En résumé, cette étude, combinée à des analyses antérieures, suggère que les données disponibles ne soutiennent pas bien la preuve d’un effet causal du RSV-LRTI sur les maladies sifflantes ultérieures. En outre, les données actuelles ne permettent pas de confirmer l’hypothèse selon laquelle des stratégies de prévention efficaces des RSV-LRTI réduiraient les maladies sifflantes ultérieures. Selon Brunwasser et al., les futures études d’observation visant à évaluer le lien entre RSV-LRTI et wheezing illness ne devraient être utiles pour résoudre la question de la causalité que si elles tiennent compte avec précision des influences génétiques. En ce qui concerne les études d’immunoprophylaxie du VRS, les ECR fourniraient probablement des estimations moins biaisées que les études d’observation.

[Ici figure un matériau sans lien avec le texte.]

Issue #445, opened 2019-05-15
Suggest recipe aliases


casey:
Currently, just will only suggest recipes when it doesn't recognize an argument. It should also suggest aliases:

```
$ just bd
error: Justfile does not contain recipe `bd`.
Did you mean `b`, an alias for `build`?
```

casey:
Fixed in #624!

PR #624, opened 2020-04-19
Show aliases in suggestions

Celeo:
https://github.com/casey/just/issues/445


src/justfile.rs
```diff
@@ -28,16 +28,32 @@ impl<'src> Justfile<'src> {
...
+          Some(alias.target.name.lexeme()),
+        )
+      })
+      .collect();
+    available.append(&mut aliases);
+    available.sort_by(|a, b| a.1.cmp(&b.1));
+    if let Some(&(suggestion, distance, alias_for)) = available.first() {
       if distance < 3 {
-        return Some(suggestion);
+        return if let Some(target) = alias_for {
```
Celeo: It would be simpler (here, at least) to just conditionally add the "an alias of Y" string to aliases, and then not have to change this function's return type (and cascade that change) but that runs into fighting the borrow checker for creating a new `String` from `format!` inside this method, and then returning that, which doesn't adhere to the lifetime of the struct.

If you don't mind returning a `String` from this method, then that's a simple update.

casey: It's a little more cumbersome, but I often write types that capture things like this. Here's a possibility:

```
struct Suggestion<'src> {
  name:   &'src str,
  target: Option<&'src str>,
}

impl<'src> Display for Suggestion<'src> {
  fn fmt(&self, f: &mut Formatter) -> fmt::Result {
    write!(f, "Did you mean `{}`", self.name)?;
    if let Some(target) = self.target {
      write!(f, ", an alias for `{}`", target)?;
    }
    write!(f, "?")?;

    Ok(())
  }
}
```

And then suggest returns an `Option<Suggestion<'src>>`, and anything that gets a suggestion can just `eprintln("{}", suggestion)`.

src/justfile.rs
```diff
@@ -28,16 +28,32 @@ impl<'src> Justfile<'src> {
     self.recipes.len()
   }
 
-  pub(crate) fn suggest(&self, name: &str) -> Option<&'src str> {
-    let mut suggestions = self
+  pub(crate) fn suggest(&self, name: &str) -> Option<(&'src str, Option<&'src str>)> {
+    let mut available: Vec<(&str, usize, Option<&str>)> = self
```
casey: This can be cleaned up by chaining iterators, something like:

```
  let mut suggestions = self
    .recipes
    .keys()
    .map(|name| {
      (edit_distance(name, input), Suggestion {
        name,
        target: None,
      })
    })
    .chain(aliases.iter().map(|name, target| {
      (edit_distance(name, input), Suggestion {
        name,
        target: Some(target),
      })
    }))
    .filter(|(distance, _suggestion)| distance < 3)
    .collect::<Vec<Suggestion>>();

  suggestions.sort_by_key(|(distance, _suggestion)| distance);

  suggestions.first()
```

casey:
Thanks for the PR! Added some comments inline.

src/justfile.rs
Celeo: Ah, thanks for putting me onto `.chain`!

src/common.rs
```diff
@@ -48,23 +48,66 @@ pub(crate) use crate::{
 
 // structs and enums
 pub(crate) use crate::{
-  alias::Alias, analyzer::Analyzer, assignment::Assignment,
```
Celeo: It's a big formatting change, but it's what I got from running the exact formatting commands you have in the GitHub Actions config file. 🤷‍♂️

casey: That's really strange, are you running `cargo +nightly fmt --all`?

What do `cargo +nightly --version` and `cargo +nightly fmt --version` show?

I get the following:

```
: cargo +nightly --version
cargo 1.44.0-nightly (ebda5065e 2020-04-16)
: cargo +nightly fmt --version
rustfmt 1.4.14-nightly (a5cb5d26 2020-04-14)
```

Celeo: Yup!

```plain
just on  issue_445 is 📦 v0.5.10 via 🦀 v1.42.0 
❯ cargo +nightly fmt --all

just on  issue_445 is 📦 v0.5.10 via 🦀 v1.42.0 
❯ cargo +nightly fmt --all -- --check

just on  issue_445 is 📦 v0.5.10 via 🦀 v1.42.0 
❯ echo $?
0

just on  issue_445 is 📦 v0.5.10 via 🦀 v1.42.0 
❯ git status
On branch issue_445
Your branch is up to date with 'origin/issue_445'.

nothing to commit, working tree clean
```

casey: Hmm, super weird, and how about the versions from `cargo +nightly --version` and `cargo +nightly fmt --version`? (I can see cargo  is at 1.42, but the nightly version should be different.)

Celeo:
```plain
❯ cargo +nightly --version
cargo 1.44.0-nightly (ebda5065e 2020-04-16)

~ 
❯ cargo +nightly fmt --version
rustfmt 1.4.14-nightly (a5cb5d2 2020-04-14)
```

casey: Ah, okay, I figured it out, it's because of the braces in `justfile::{Justfile, Suggestion}`. When an item in a use block has braces, rustfmt switches to putting each item on its own line. You can put suggestion in its own module, i.e. `src/suggestion.rs`. I usually just put everything in its own module, since it's slightly easier to jump to.

Celeo: Ahhh, good find!

src/justfile.rs
```diff
@@ -28,19 +28,31 @@ impl<'src> Justfile<'src> {
...
+        (edit_distance(alias_name, name), Suggestion {
+          name:   alias_name,
+          target: Some(alias.target.name.lexeme()),
+        })
+      }))
+      .filter(|(distance, _suggestion)| distance < &3)
+      .collect::<Vec<(usize, Suggestion)>>();
+    suggestions.sort_by_key(|(distance, _suggestion)| *distance);
+
+    if let Some((_distance, suggestion)) = suggestions.first() {
```
casey: This is totally fine, but you could also do:

```
suggestions.into_iter().map(|(_distance, suggestion)| suggestion).next()
```

I think that `into_iter().next()` will give you the value, and not a reference to the value, so you don't need to derference with `*`.

src/justfile.rs
```diff
@@ -28,19 +28,31 @@ impl<'src> Justfile<'src> {
     self.recipes.len()
   }
 
-  pub(crate) fn suggest(&self, name: &str) -> Option<&'src str> {
+  pub(crate) fn suggest(&self, name: &str) -> Option<Suggestion> {
```
casey: This is totally fine, but if you use a different name for the parameter, then you can more easily assign to `Suggestion::name`. using the `Foo{field}` shorthand.

So if it's:

```rust
pub(crate) fn suggest(&self, input: &str) -> Option<Suggestion>
```

Then later on you can do:

```rust
recipe
.keys()
.map(|name| {
 (edit_distance(input, name), Suggestion { name, target: None})
})
```

And then later on:

```rust
aliases
.iter()
.map(|name, alias| {
 (edit_distance(input, name), Suggestion { name, target: Some(alias.target.name.lexem())})
})
```

casey (commented):
A couple of very minor comments. Also, this could use an integration test that checks the output is correct.

If you look in `tests/integration.rs`, you can find a test called `show_suggestion`, which you can make a copy of that adds an alias and checks that it suggests the alias.

casey (changes requested):
I forgot to actually hit the `Request changes` radio button, doing that now, which forces me to leave this content-free comment :P

src/justfile.rs
Celeo: Oh good point. I'd thought of doing the map before, but I was worried about needlessly applying the function to the entire list when I just needed the first element. I'd forgot that Rust uses lazy processing there, so it's not a problem.

casey: It's still wild to me that many uses of closures in rust are as efficient as they are. In my head I still think of things like closures, map, etc, as being spooky, inefficient things that you can only use if you don't care about performance.

Celeo: Haha definitely! I've been using JS too much.

Celeo:
Heya,

Anything else I can do for this?

casey:
Just an integration test! 

> A couple of very minor comments. Also, this could use an integration test that checks the output is correct.
> 
> If you look in `tests/integration.rs`, you can find a test called `show_suggestion`, which you can make a copy of that adds an alias and checks that it suggests the alias.

This will mostly be copy pasta from the existing `show_suggestion` test, but should check that the actual text output when an alias is suggested is correct.

Celeo:
Sure thing! I remember seeing that request earlier, but must've hidden it or something.

casey:
Merged! Thank you very much for this!

By the way, I don't actually have a changelog generator set up this repo,, so no commit metadata necessary.

And, I'm still merging with the "squash and merge" button on Github, since I don't (yet!) have a policy of signing all commits on this repo (that's a new thing I'm trying out for Intermodal).

Celeo:
Great, happy to contribute!

PR #625, opened 2020-05-02
Adds dynamic recipe completions for fish

tyehle:


casey:
This is great, thanks for this!

Will `complete -c just -f` disable file completions after recipes? Just recipes can have arguments, which might be paths to files.

tyehle:
Yeah it does. Changed it to only disable files before any subcommand.

casey:
Also, will this interfere with options like `--justfile`, which take a file path?

tyehle:
Haha, yeah that is an issue and is not fixed. I'll take a look at the fish docs a bit more to see if there is something to take care of it.

casey:
What do you think about actually landing this with `--force-files` set? This would be conservative in the sense that we could be sure that it would never break path completion where it was wanted, at the cost of sometimes enabling path completion where it wasn't wanted.

I think this would still be a huge improvement on the existing completions, and tightening them up could be left for later.

tyehle:
Makes sense and works for me

tyehle:
Looking at this again I realized that:
1. Recipes were being disabled after the first one, which shouldn't happen
2. There is an easy way to not suggest files for only the first argument and then enable them after that. I think this is a pretty good usable conservative approach.

Both of these issues should be fixed now

casey:
Awesome, merged. Thank you very much!

Issue #628, opened 2020-05-24
Make slash continuations resolve to a single space


casey:
Recipe slash continuations preserve leading whitespace on the line after the slash. When commands with line continuations are echoed, they contain this extra leading whitespace, which makes them harder to read.

For example, this recipe line:

```
help2man \
  --name 'save and run commands' \
  --manual 'Just Manual' \
  --no-info \
  target/debug/just \
  > man/just.1
```

Gets echoed as:

```
help2man        --name 'save and run commands'  --manual 'Just Manual'  --no-info       target/debug/just     > man/just.1
```

It would be nice to echo whitespace, followed by a line continuation, followed by leading whitespace on the next line as a single space.

This is unlikely to break any recipes, but I think this should be considered a breaking change. It won't change commands, but if line continuations are used within strings, then this would change the amount of whitespace inside those strings.

rjsberry:
It would be great if we could also partially preserve indentation.

Given the recipe:

```make
say-hello:
  docker run alpine \
    sh -c ' \
      speak=hello; \
      echo $speak \
    '
```

I would expect this to be echoed as:

```
$ just say-hello
docker run alpine \
 sh -c ' \
  speak=hello; \
  echo $speak \
 '
hello
```

Rather than:

```
$ just say-hello
docker run alpine \
 sh -c ' \
 speak=hello; \
 echo $speak \
 '
hello
```

casey:
Thanks for the feedback! I think I personally would prefer it to be echoed as 

```
docker run alpine sh -c ' speak=hello; echo $speak'
```

Just to avoid taking up too much space in the terminal. I think it's definitely arguable either way. I'm curious what other people think.

Is there a difference between the last two example outputs?

rjsberry:
My mistake - I had interpretted the original issue as preserving the newline in the recipe. If that is not the case, trimming the the whitespace on the single line of output is certainly an improvement.

The difference in the example outputs is simply the indentation inside the command string run by `sh`.

casey:
> My mistake - I had interpretted the original issue as preserving the newline in the recipe. If that is not the case, trimming the the whitespace on the single line of output is certainly an improvement.

Ahh, gotcha.

> The difference in the example outputs is simply the indentation inside the command string run by `sh`.

Ooop, I see it now!

casey:
Fixed in #635. This is breaking change, so next release will bump the version to `0.6.0`.

PR #632, opened 2020-06-04
Make line continuations resolve to a single space

rjsberry:
See discussion in #628 

* Moves recipe directive parting into a separate structure
* Exposes methods to access both the raw evaluated str and pretty str


rjsberry:
I've kept the formatting separate for what we show when the recipe is invoked, and the string that is actually used to run the recipe. We can collapse these into one, but this is definitely a breaking change.

casey:
Thanks for the PR!

I want to avoid there being a difference in what's displayed versus what's actually executed. If there's a discrepancy, then I think it would get very confusing to reason about and debug.

I just opened #635, which is basically just the minimum possible diff to implement the feature. The code is gross and could use a refactor, as you've done, but I wanted to do it with the minimum amount of churn possible. 

I'm super sorry to close in favor of my own PR. I know that's a super annoying response to a PR.

rjsberry:
Sure - I intended this PR as a starting point rather than a request for immediate merge.

> I want to avoid there being a difference in what's displayed versus what's actually executed.

Completely agree. I was unsure of your desired design from the issue so I went with a conservative impl. FWIW I was fishing for feedback and would have been happy to update the implementation.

Toutes les indications pertinentes pour évaluer si le RSV-LRTI provoque une wheezing illness n’ont pas pu être prises en compte, car certaines études importantes ne répondaient pas aux critères d’inclusion des chercheurs. De plus, toutes les études d’immunoprophylaxie du VRS ont été menées dans des populations à haut risque, ce qui pourrait limiter la généralisation. Enfin, presque toutes les données incluses provenaient de pays à revenu élevé, ce qui pourrait rendre les résultats non représentatifs des pays à revenu faible et moyen.
Source :
- Brunwasser SM, Snyder BM, Driscoll AJ, et al. : Assessing the strength of evidence for a causal effect of respiratory syncytial virus lower respiratory tract infections on subsequent wheezing illness : a systematic review and meta-analysis. Lancet Respiratory Medicine 2020 ; 8(8) : 795-806 ; doi : 10.1016/S2213-2600(20)30109-0.